That...Is...Awesome!!!! I love it hahahahha


----------



## Wingnut (Sep 13, 2006)

ROFLMAO !!! :lol:  :lol:


----------



## Mark (Sep 17, 2006)

LMFAO!!!!!!!!!:lol:


----------



## islandgal (Sep 17, 2006)

That is hysterical!!!  Sounds like a Dave Barry story....


----------



## ffemt8978 (Sep 17, 2006)

islandgal said:


> That is hysterical!!!  Sounds like a Dave Barry story....


Who's Dave Barry?


----------



## islandgal (Sep 17, 2006)

ffemt 8978-

Dave Barry is a humor columnist.

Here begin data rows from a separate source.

PR #1587, opened 2019-07-24
File bugs to ADO

lgolding:
We create bugs in ADO from the SARIF Multitool, and populate dummy data into the Title, Description, Tags, and Area Path.

There's lots more to do including:

- Starting to refactor in some very nice design ideas that we've been kicking around today.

He is also the author of around 20 or so books, kinda dry in your face humor but what I consider a male Erma Bombeck.  Do a google search on him, he is really funny!


----------



## ffemt8978 (Sep 17, 2006)

Oh, okay.  I thought you might have been think of the EMS cartoonist Steve Berry.


----------



## fm_emt (Sep 18, 2006)

ffemt8978 said:


> Who's Dave Barry?



:O

Do you live under a toadstool?


----------



## ffemt8978 (Sep 18, 2006)

fm_emt said:


> :O
> 
> Do you live under a toadstool?



Better check my zip code.  My internet goes from my computer and is converted to smoke signals to get to my ISP.


----------



## islandgal (Sep 18, 2006)

ffemt8978-

Are you in Washington State?


----------



## ffemt8978 (Sep 18, 2006)

islandgal said:


> ffemt8978-
> 
> Are you in Washington State?



Yes I am, why?


----------



## islandgal (Sep 18, 2006)

Oh, just curious.  Me too.


----------



## fm_emt (Sep 18, 2006)

islandgal said:


> Oh, just curious.  Me too.



but you're probably in the part of washington that has modern things like "running water" and "electricity"


----------



## islandgal (Sep 18, 2006)

Hmmm...most of the time.  But our safety deposit boxes at the bank are just a bunch of shoe boxes with our names on them.  Written on duct tape of course


----------